Department of Pathology, Perelman School of Medicine, University of Pennsylvania.
bioRxiv. 2023 Oct 17:2023.10.12.562056. doi: 10.1101/2023.10.12.562056.
High grade serous ovarian cancer (HGOC) is a major cause of death in women. Early detection of HGOC usually leads to a cure, yet it remains a clinical challenge with over 90% HGOCs diagnosed at advanced stages. This is mainly because conventional biomarkers are not sensitive to detect the microscopic yet metastatic early HGOC lesions. In this study, we sequenced the blood T cell receptor (TCR) repertoires of 466 ovarian cancer patients and controls, and systematically investigated the immune repertoire signatures in HGOCs. We observed quantifiable changes of selected TCRs in HGOCs that are reproducible in multiple independent cohorts. Importantly, these changes are stronger during stage I. Using pre-diagnostic patient blood samples from the Nurses' Health Study, we confirmed that HGOC signals can be detected in the blood TCR repertoire up to 4 years proceeding conventional diagnosis. Our findings may provide the basis of an immune-based HGOC early detection criterion.

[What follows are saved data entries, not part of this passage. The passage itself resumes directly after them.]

PR #229, opened 2026-04-27
fix: gate preview-grid album route on published state and sanitize name (ticket #629)

theodorecharles:
## Summary

`GET /api/preview-grid/album/:albumName` previously rendered a 2x2 social-preview grid for any directory under `photosDir`, with no auth, no share-link check, and no album-state lookup. The param was also interpolated into `path.join` without going through the project-wide `sanitizeName`. The `/homepage` and `/shared/:secretKey` siblings already gate access via `getImagesForHomepage` and the share-link checks — this brings `/album` in line.

- Added a local `sanitizeName` helper matching `share-links.ts` / `album-management.ts` and applied it to the `:albumName` param. Invalid names 404 before any DB or filesystem work.
- Imported `getAlbumState` from `database.js` and 404 the route when the album is missing or `published === false`.
- Use the sanitized name everywhere downstream (`path.join`, `generatePhotoGrid`, ETag) so the raw param never reaches disk.

## Test plan

- [ ] CI: backend type-check / lint pass on the PR
- [ ] Manual: `curl /api/preview-grid/album/<published-album>` still returns the JPEG grid
- [ ] Manual: `curl /api/preview-grid/album/<unpublished-album>` returns 404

高级别浆液性卵巢癌(HGOC)是女性死亡的主要原因。HGOC的早期检测通常可实现治愈,但它仍是一项临床挑战,超过90%的HGOC在晚期才被诊断出来。这主要是因为传统生物标志物对检测微小但已发生转移的早期HGOC病变不敏感。在本研究中,我们对466名卵巢癌患者和对照组的血液T细胞受体(TCR)库进行了测序,并系统地研究了HGOC中的免疫库特征。我们观察到HGOC中选定TCR的可量化变化,这些变化在多个独立队列中具有可重复性。重要的是,这些变化在I期更为明显。利用护士健康研究中患者诊断前的血液样本,我们证实,在传统诊断前长达4年的时间里,血液TCR库中就能检测到HGOC信号。我们的发现可能为基于免疫的HGOC早期检测标准提供依据。